Monday, March 22, 2004

The importance of "Treaty clauses"

Disclaimer: I am neither a lawyer nor a specialist in New Zealand history. Other people, such as KiwiPundit or NZPols are almost certainly better qualified to speak on this subject than I am. But they're not talking about it, so I might as well.

Don Brash has talked about removing "Treaty clauses" from legislation, condemning them as both vague and an example of "Maori privilege". What are they and why are they necessary?

Firstly an example: Section 4 of the Crown Minerals Act 1991:

All persons exercising functions and powers under this Act shall have regard to the principles of the Treaty of Waitangi (Te Tiriti o Waitangi).

That's a fairly standard case; the RMA, Local Government Act 2002, even the Foreshore and Seabed Endowment Revesting Act 1991 all contain similar language. Some laws use stronger language, such as "nothing in this Act shall permit the Crown to act in a manner that is inconsistent with", or even "this Act shall give effect to" Treaty principles, but most recent legislation uses some variation on the standard "have regard to" boilerplate.

What do these clauses do? To put it bluntly, they are literally what gives the Treaty of Waitangi legal force.

This immediately raises the question of whether we want the Treaty to have legal force. Yes and no. It's our founding document, but not a formal constitution - it doesn't contain enough specifics to fill that role. There is tension between the articles - the clashes between sovereignty vs. property rights and property rights vs. equal citizenship are occupying the popular consciousness at the moment. At the same time, looking at history, there are parts of it (primarily relating to Article Two) which we very definitely want to be legally enforceable, because it's a hell of a lot better than the alternative.

That alternative - the Treaty being unenforceable in the courts - held sway for most of the 164 years since it was signed, and it allowed Maori to be legally robbed. The Treaty was viewed primarily through the framework of international law, and jurisprudence and precedent in that area was geared toward the interests of established European nation-states and colonial powers. Only states with a defined territory and a government "to which the population renders habitual obedience" were legal persons capable of making enforceable contracts in international law. So when the inevitable teething problems occurred and Maori went to court seeking to enforce their bargain, those same courts turned around and said

"You can't possibly imagine that this is binding, can you? You're just savages!"

(There's an Eddie Izard routine in that, I think)
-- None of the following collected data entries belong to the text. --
PR #4103, opened 2026-04-26
fix: each RedisMessageGateway owns its own pool (#4023)

### LINKED ISSUE #4023: [Bug] Redis: static s_pool in RedisMessageGateway is clobbered when multiple gateway instances coexist
## Summary

`RedisMessageGateway` uses a **static** `Lazy<RedisManagerPool>? s_pool` field that is unconditionally overwritten in every constructor call (`s_pool = _myPool`). When a consumer creates a lazily-initialized requeue producer (introduced in the universal scheduler delay feature), the producer's constructor overwrites `s_pool`, causing the consumer to silently switch to the producer's connection pool mid-lifetime.

## Root Cause

```csharp
// RedisMessageGateway.cs constructor
_myPool = new Lazy<RedisManagerPool>(() =>
{
    OverrideRedisClientDefaults();
    return new RedisManagerPool(_gatewayConfiguration.RedisConnectionString, new RedisPoolConfig());
});
s_pool = _myPool;  // <-- unconditionally clobbers the shared static
```

Every `RedisMessageGateway` subclass (`RedisMessageConsumer`, `RedisMessageProducer`) runs this constructor. The last instance constructed wins ownership of `s_pool`. `GetClient()` and `GetClientAsync()` both read from `s_pool`, so all gateway instances share whichever pool was most recently assigned.

### Triggered by `EnsureRequeueProducer()` (new in universal_delay branch)

When `RedisMessageConsumer.EnsureRequeueProducer()` creates a `new RedisMessageProducer(...)`, the producer's base constructor overwrites `s_pool` with its own `_myPool`. From that point:

1. The **consumer** starts getting clients from the **producer's pool** instead of its own
2. The consumer's original pool may have already been lazily created with active connections — those connections are orphaned until disposal
3. `DisposePool()` uses `Interlocked.CompareExchange(ref s_pool, null, _myPool)` — the consumer's dispose will **fail to null `s_pool`** because `s_pool` no longer equals the consumer's `_myPool`

### Pre-existing (affects any multi-instance scenario)

The same issue exists whenever multiple consumers or producers are created in the same process — each constructor clobbers the previous `s_pool`. This affects:
- Multiple subscriptions with different topics
- Consumer + producer pairs
- Any scenario with more than one `RedisMessageGateway` subclass instance

### Why it doesn't cause failures today

Both pools connect to the same Redis instance with the same configuration, so the pool switch is functionally transparent. Both the consumer's and producer's pools **are** disposed on cleanup (`DisposePool` always disposes `_myPool.Value` regardless of whether `CompareExchange` succeeds). The issue is architectural — the static mutable state is a code smell that makes reasoning about lifetime and ownership difficult.

## Suggested Fix

Replace the static `s_pool` with instance-based pool management. Options:

### Option A: Instance-based pool (simplest)
Remove `s_pool` entirely. Each gateway instance uses its own `_myPool` directly in `GetClient()`/`GetClientAsync()`. This trades connection pooling efficiency for correctness — each consumer/producer gets its own pool.

### Option B: Shared pool via DI
Inject a shared `RedisManagerPool` (or a factory for one) via constructor parameter. The DI container manages the singleton lifetime. This preserves pool sharing without static mutable state.

### Option C: Thread-safe static initialization
Use `Interlocked.CompareExchange` in the constructor to only set `s_pool` if it's currently null:
```csharp
Interlocked.CompareExchange(ref s_pool, _myPool, null);
```
First instance wins; subsequent instances reuse the existing pool. Requires all instances to use the same Redis configuration (which is currently assumed).

## Related

- Branch `universal_delay` / Spec 0002 (universal scheduler delay) — `EnsureRequeueProducer` is the new trigger
- Commit `80c2117a4` — review fixes noted this as out-of-scope for the current PR
- `DisposePool()` / `DisposePoolAsync()` use `CompareExchange` to guard against cross-instance disposal, which partially mitigates but doesn't solve the root cause

## Files

- `src/Paramore.Brighter.MessagingGateway.Redis/RedisMessageGateway.cs` (static `s_pool`, constructor, `DisposePool`)
- `src/Paramore.Brighter.MessagingGateway.Redis/RedisMessageConsumer.cs` (`EnsureRequeueProducer`, `GetClient`, `GetClientAsync`)
- `src/Paramore.Brighter.MessagingGateway.Redis/RedisMessageProducer.cs` (extends `RedisMessageGateway`)

thomhurst:
## Summary

Closes #4023.

`RedisMessageGateway` stored its connection pool in a `protected static Lazy<RedisManagerPool>? s_pool` that every constructor overwrote unconditionally. Multiple coexisting gateways silently shared whichever pool was constructed last, and disposing one could leave siblings without a pool. The `EnsureRequeueProducer` path (consumer lazily constructs a producer for delayed requeue) was the most visible trigger but the issue affected any multi-instance scenario.

This change adopts the issue's Option A: each gateway owns its own `Lazy<RedisManagerPool> Pool`. The `Interlocked.CompareExchange` bookkeeping in `DisposePool`/`DisposePoolAsync` is removed (no longer needed once lifetimes are decoupled). `s_pool == null` guards in the consumer/producer call sites are removed since `Pool` is always non-null; the existing `ObjectDisposedException` catch still maps reuse-after-dispose to `ChannelFailureException`.

Why not Option C (CAS-init): the CAS winner still owns the pool, so disposing it strands every sibling — a worse failure mode than the current bug.

### Behaviour change worth flagging

- `MaxPoolSize` is now a per-gateway cap, not process-wide. A process with N gateways may hold up to `N * MaxPoolSize` connections (was effectively `MaxPoolSize` because only the latest s_pool was active). Doc updated.
- `protected static s_pool` is removed — binary-breaking for any external subclass that referenced it. Inside this repo only `RedisMessageProducer`, `RedisMessageConsumer`, and the test double `TestRedisGateway` extend the base; all updated.

## Test plan

- [x] `Paramore.Brighter.MessagingGateway.Redis` builds clean (netstandard2.0/net8.0/net9.0/net10.0).
- [x] All 17 non-broker tests in `Paramore.Brighter.Redis.Tests` pass on net9.0 and net10.0, including the two new regression facts in `When_multiple_redis_gateways_each_owns_its_own_pool`.
- [ ] CI runs the `[Trait("Category","Redis")]` integration suite against a live broker — touched call sites are only the `s_pool` -> `Pool` rename.


iancooper (approved):
Thanks Tom

lillo42 (approved):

This view of the Treaty as "a simple nullity" (in the words of one judge) allowed Maori to be systematically dispossessed. Not being states, the chiefs could not enforce the Treaty as a contract under international law - and because no serious effort was made to recognise it in legislation, it had no power in domestic law either. As a result, Maori were robbed of their lands, estates, forests and fisheries, and relegated to the margins of New Zealand society.

Treaty clauses in legislation change that. By recognising the Treaty, or at least its principles, they allow it to be enforced through the courts. Government action which is grossly inconsistent with those principles can be restrained by injunction, allowing time for a political solution to be worked out. They're an effective curb on government behaviour, a reminder that Maori are equal participants in this nation (something past governments have been keen to forget), and a way of discouraging and preventing future Treaty breaches.

(It's important to note that Treaty clauses are not a general provision; they're written into a small number of laws relating primarily to land and fisheries and how they are managed. And these are precisely the bits where enforcement is most needed...)

The effects of repealing these clauses ought to be obvious: kill the clauses, and you kill the Treaty. It returns to being an unenforceable nullity, with justice dependent on "the conscience of the Crown" - an approach which has been manifestly inadequate in the past.